Ptolemy is no longer critical.

On 16 January, we are back home. Our son will have many hurdles to jump as he fights his way from here. A major operation awaits this year to re-plumb his heart more permanently. It will leave him with a system that stands a strong chance of getting him to adolescence. What happens then is anybody's guess – he has a 15-year head-start on technology in an area of medicine that is rapidly progressing.

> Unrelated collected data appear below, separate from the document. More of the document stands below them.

PR #1053, opened 2023-12-31
fix: iOS app permissions

MosCD3:
# Summary of Changes

iOS 14+ uses local network permissions at app start which triggers permissions package to start, incorrectly configured Podfile and outdated package version cause an exception trigger at iOS app startup
Updated `react-native-permissions` package and added configuration in Podfile
Also tested Android to make sure updating package doesn't affect the flow

IMG_0272

# Pull Request Checklist


cvarjao:
@MosCD3 , can't we use the [reactNativePermissionsIOS.json ](https://github.com/hyperledger/aries-mobile-agent-react-native/blob/main/packages/legacy/app/reactNativePermissionsIOS.json) configuration file instead of changing the cocoa pod configuration file?

jleach:
This may be unique to your development environment. I don't see this. I do some times see, when the app starts, it ask for permission to use the network. I just answer yes and it seems to work fine. I think this is proper behaviour for iOS though.

MosCD3:
keep it a bit until I retest if not a solution I will close it

jleach:
@MosCD3 I was running Bifold the other day and ran into this problem. I think it may be needed here. Are you able to fix the conflicts so it can be merged?

MosCD3:
Yes sure, will do that

jleach (approved):

PR #691, opened 2022-07-27
fix: displaying preview from owned enrolments

dawidgil:


jrhender (approved):
Looks good, thanks @dawidgil !

dawidgil:
I've added some tests for checking if correct component is used for displaying dialog.

PR #693, opened 2022-07-28
Display raw did document

dawidgil:


src/app/layout/header/header.component.html
```diff
@@ -107,6 +107,18 @@ <h6 class="mb-0">Enrolments</h6>
...
     </button>
+    <ng-container *ngIf="isExperimentalEnabled$ | async">
+      <button
+        class="color-link px-4 pb-2 border-bottom-1 position-relative"
+        mat-menu-item
+        appShowRawData
+        [data]="didDocument$ | async"
+        header="Raw DID Document"
+        data-qa-id="menu-raw-did-document">
+        Raw DID Document
```
jrhender, line 118:
```suggestion
        header="DID Document"
        data-qa-id="menu-did-document">
        DID Document
```

jrhender (approved):
Looks good! In my opinion, we can just saw "DID Document", instead of "Raw DID Document", as I'm not sure what a "non-raw" DID Document would be

src/app/layout/header/header.component.html
dawidgil: @jrhender ok, thanks. I updated PR :)

PR #695, opened 2022-07-29
fix(exp): store defaultValidityPeriod as milliseconds

whitneypurdum:
https://energyweb.atlassian.net/browse/SWTCH-1380

### DIFF
--- a/src/app/routes/enrolment/utils/format-validity-period-string.ts
+++ b/src/app/routes/enrolment/utils/format-validity-period-string.ts
@@ -1,5 +1,0 @@
-import { TimeDurationPipe } from 'src/app/shared/pipes/time-duration/time-duration.pipe';
-export const formatValidityPeriod = (num: number): string => {
-  const timePipe = new TimeDurationPipe();
-  return num ? timePipe.transform(num / 1000) : null;
-};
--- a/src/app/routes/enrolment/utils/format-validity-period-string.ts
+++ b/src/app/routes/enrolment/utils/format-validity-period-string.ts
@@ -1,5 +1,5 @@
 import { TimeDurationPipe } from 'src/app/shared/pipes/time-duration/time-duration.pipe';
 export const formatValidityPeriod = (num: number): string => {
   const timePipe = new TimeDurationPipe();
-  return num ? timePipe.transform(num) : null;
+  return num ? timePipe.transform(num / 1000) : null;
 };
--- a/src/app/routes/enrolment/view-requests/components/expiration-date/expiration-date.component.spec.ts
+++ b/src/app/routes/enrolment/view-requests/components/expiration-date/expiration-date.component.spec.ts
@@ -99,7 +99,7 @@ describe('ExpirationDateComponent', () => {
 
     const { expirationDateInput } = getSelectors(hostDebug);
 
-    expect(new Date(expirationDateInput.value)).toEqual(new Date(2000, 0, 2));
+    expect(new Date(expirationDateInput.value)).toEqual(new Date(2000, 0, 1));
   });
 });
 const getSelectors = (hostDebug) => ({
--- a/src/app/routes/enrolment/view-requests/components/expiration-date/expiration-date.component.spec.ts
+++ b/src/app/routes/enrolment/view-requests/components/expiration-date/expiration-date.component.spec.ts
@@ -94,12 +94,12 @@ describe('ExpirationDateComponent', () => {
   });
 
   it('should set default time in input from current time', () => {
-    component.defaultValidityPeriod = 60 * 60 * 24;
+    component.defaultValidityPeriod = 60 * 60 * 24 * 1000;
     fixture.detectChanges();
 
     const { expirationDateInput } = getSelectors(hostDebug);
 
-    expect(new Date(expirationDateInput.value)).toEqual(new Date(2000, 0, 1));
+    expect(new Date(expirationDateInput.value)).toEqual(new Date(2000, 0, 2));
   });
 });
 const getSelectors = (hostDebug) => ({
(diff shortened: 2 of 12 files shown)


src/app/routes/enrolment/utils/format-validity-period-string.ts
```diff
@@ -1,5 +1,5 @@
 import { TimeDurationPipe } from 'src/app/shared/pipes/time-duration/time-duration.pipe';
 export const formatValidityPeriod = (num: number): string => {
```
dawidgil, line 2: why you're transforming it here instead using pipe in html?

src/app/shared/pipes/time-duration/timestamp.ts
```diff
@@ -37,6 +37,19 @@ export class Timestamp {
     );
   }
 
+  parseToMilliseconds(value: ParseTimestampResult): number {
```
dawidgil, line 40:
```suggestion
    parseToMilliseconds(value: ParseTimestampResult): number {
    const seconds = this.parseToSeconds(value);
    return seconds ? seconds * 1000 : null;
  }
```

Would be good to add some tests as well.

src/app/routes/enrolment/view-requests/components/expiration-info/expiration-info.component.html
```diff
@@ -23,7 +23,7 @@
   <ng-container *ngIf="(!removeExpDate && defaultValidityPeriod) || expirationTime">
     <br />
     This role will now be issued with an expiration date of
-    <b>{{ expirationTime || defaultValidityPeriod | timeShift | defaultDate }} UTC</b>
+    <b>{{ expirationTime / 1000 || defaultValidityPeriod / 1000 | timeShift | defaultDate }} UTC</b>
```
dawidgil, line 26: What do you think about changing timeShift pipe to accept miliseconds instead of seconds? Or we can add optional property which will inform how it should be treated: as seconds or miliseconds. Then this line would like like this:
<b>{{ expirationTime || defaultValidityPeriod | timeShift: 'miliseconds' | defaultDate }} UTC</b>

whitneypurdum:
@dawidgil Any idea why this unit test is failing? I think there is still an issue with expiration code but tbh I can't spot it. Could be in timeshitt calcuation or calchours etc. but I'm pretty stumped about it.

src/app/routes/enrolment/utils/format-validity-period-string.ts
whitneypurdum: How do I just call the transform method in the pipe in the html. I don't want a date, I want the hours, seconds, etc.

dawidgil:
> @dawidgil Any idea why this unit test is failing? I think there is still an issue with expiration code but tbh I can't spot it. Could be in timeshitt calcuation or calchours etc. but I'm pretty stumped about it.

@whitneypurdum This test is failing because you're no longer multiply defaultValidityPeriod by 1000. Earlier it was in seconds, now you're passing miliseconds. Test still assumes that it is seconds.

src/app/routes/enrolment/utils/format-validity-period-string.ts
dawidgil: pipe have a `transform` method which changes variable/property/object into something more readable. It is very easy to test and reuse. Here is link: https://angular.io/guide/pipes
To use this pipe in html all you need is:
`{{ defaultValidityPeriod | timeDuration }}`.

whitneypurdum: Ah sorry, I was looking at time shift pipe! Thanks.

src/app/routes/enrolment/view-requests/components/expiration-date/expiration-date.component.spec.ts
```diff
@@ -99,7 +99,7 @@ describe('ExpirationDateComponent', () => {
 
     const { expirationDateInput } = getSelectors(hostDebug);
 
-    expect(new Date(expirationDateInput.value)).toEqual(new Date(2000, 0, 2));
+    expect(new Date(expirationDateInput.value)).toEqual(new Date(2000, 0, 1));
```
dawidgil, line 102: Is this test checking right now something? I'm not sure, because default date is 1st January 2000, and after setting defaultValidityPeriod it is still 1st January 2000, but with different hour/minute/seconds. To adjust test change defaultValidityPeriod from 1 day in seconds into 1 day in miliseconds.
```
    component.defaultValidityPeriod = 60 * 60 * 24 * 1000;
```
This way we will know that setting defaultValidityPeriod is changing input.

src/app/routes/enrolment/view-requests/components/expiration-info/expiration-info.component.html
dawidgil: You can leave it as it is right now. Anyway if we go with miliseconds everywhere, we should late adjust it to handle miliseconds instead of seconds :) no need to think about parametrization.

src/app/shared/pipes/time-duration/timestamp.spec.ts
```diff
@@ -0,0 +1,25 @@
+import { Timestamp } from './timestamp';
+
+describe('time-duration', () => {
```
dawidgil, line 3: Awesome, thanks! 👍

dawidgil (approved):
Looks good, just adjust this one test and i think you can merge it :) Thanks!

src/app/routes/enrolment/view-requests/components/expiration-info/expiration-info.component.html
whitneypurdum: sounds good!

PR #697, opened 2022-08-01
fix: show loader when getting list after notifications update

dawidgil:


nadia-adila (approved):

jrhender (approved):
Seems like solid changes, thanks @dawidgil

PR #699, opened 2022-08-01
fix(exp): do not send NaN as expiration date to ICL request

whitneypurdum:
- Was sending NaN to ICL as expirationTimestamp if date was removed. While this didn't affect ICL behavior as it is falsey, I think it should be changed to null in this case.

### DIFF
--- a/src/app/routes/enrolment/view-requests/components/expiration-date/expiration-date.component.spec.ts
+++ b/src/app/routes/enrolment/view-requests/components/expiration-date/expiration-date.component.spec.ts
@@ -40,6 +40,7 @@ describe('ExpirationDateComponent', () => {
     component = fixture.componentInstance;
     hostDebug = fixture.debugElement;
     spyOn(component.add, 'emit');
+    spyOn(component.remove, 'emit');
     jasmine.clock().install();
     baseTime = new Date(2000, 0, 1, 1, 0, 0);
     timezoneSeconds = baseTime.getTimezoneOffset() * 60;
@@ -90,7 +91,7 @@ describe('ExpirationDateComponent', () => {
     removeButton.click();
     fixture.detectChanges();
 
-    expect(component.remove.emit).toHaveBeenCalled;
+    expect(component.remove.emit).toHaveBeenCalled();
     expect(component.expirationDate.value).toEqual('');
   });
 
--- a/src/app/routes/enrolment/view-requests/components/expiration-date/expiration-date.component.spec.ts
+++ b/src/app/routes/enrolment/view-requests/components/expiration-date/expiration-date.component.spec.ts
@@ -82,7 +82,7 @@ describe('ExpirationDateComponent', () => {
     );
   });
 
-  it('should check if remove button sets expiration time as undefined', () => {
+  it('should check if remove button calls "remove" to set the expiration time as null', () => {
     component.defaultValidityPeriod = 100;
     fixture.detectChanges();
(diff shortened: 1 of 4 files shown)


src/app/routes/enrolment/view-requests/issuer-requests/issuer-requests.component.ts
```diff
@@ -83,8 +83,8 @@ export class IssuerRequestsComponent
     this.dialogRef.close(true);
   }
 
-  updateExpirationDate(validityPeriod: number): void {
-    this.expirationTime = Date.now() + validityPeriod;
+  updateExpirationDate(validityPeriod: number | undefined): void {
+    this.expirationTime = validityPeriod ? Date.now() + validityPeriod : null;
```
jrhender, line 87: IMO, this increases the complexity of the function a bit too much and it is better to avoid the use of `undefined`/`null` as a parameter if possible as it is hard to guess how the function will behave by reading its signature. In order words, by just reading `updateExpirationDate(validityPeriod: number | undefined): void`, it's hard to guess what the behaviour will be if `undefined` is passed. Does that mean that `expirationTime` will be set to `undefined` or does it mean that it will be set to some value and just `validityPeriod` won't be used?

I propose that there be two functions:
- `setExpirationTimeUsingValidity: void`
- `clearExpirationDate(): void`

In my opinion, this would make the code clearer.

whitneypurdum: Implemented this

src/app/routes/enrolment/view-requests/components/expiration-date/expiration-date.component.spec.ts
```diff
@@ -82,15 +82,16 @@ describe('ExpirationDateComponent', () => {
...
+  it('should check if remove button calls "remove" to set the expiration time as null', () => {
     component.defaultValidityPeriod = 100;
     fixture.detectChanges();
 
     const { removeButton } = getSelectors(hostDebug);
     removeButton.click();
     fixture.detectChanges();
 
-    expect(component.add.emit).toHaveBeenCalledWith(undefined);
+    expect(component.remove.emit).toHaveBeenCalled;
```
dawidgil, line 93: I think You need to add a spy for it like for `add`. And you lost brackets.
```suggestion
    expect(component.remove.emit).toHaveBeenCalled();
```

src/app/routes/enrolment/view-requests/components/expiration-date/expiration-date.component.ts
```diff
@@ -18,6 +18,7 @@ import { takeUntil } from 'rxjs/operators';
 export class ExpirationDateComponent implements OnInit, OnDestroy {
   @Input() defaultValidityPeriod: number;
   @Output() add: EventEmitter<number> = new EventEmitter<number>();
+  @Output() remove: EventEmitter<number> = new EventEmitter<number>();
```
dawidgil, line 21:
```suggestion
  @Output() remove: EventEmitter<void> = new EventEmitter<void>();
```
This way you won't accidentally emit value.

whitneypurdum: Ah good catch, I forgot to update! Thanks

dawidgil (approved):
Lgtm, thanks!

PR #700, opened 2022-08-01
fix: Do not show Cancel Claim Request if claim is Revoked

whitneypurdum:
- Do not show Cancel Claim Request button in "My Enrolments" view IF the enrolment is revoked on-chain, or if it is revoked off-chain.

For now; every second falls to us as drops of crystal time filled with hope and love and optimism. Life has changed, and it is scarier than it was before but it is also more beautiful and the imminent loss of it a dark misery I now understand well. Our boy is strong. Thanks to the NHS, an astonishing group of surgeons, nurses, consultants and specialists, but also to our society's choice to invest in the possibility of life, without caveat or consideration of social position – thanks to these things he is alive, smiling and filling nappies with a vigour you wouldn't believe.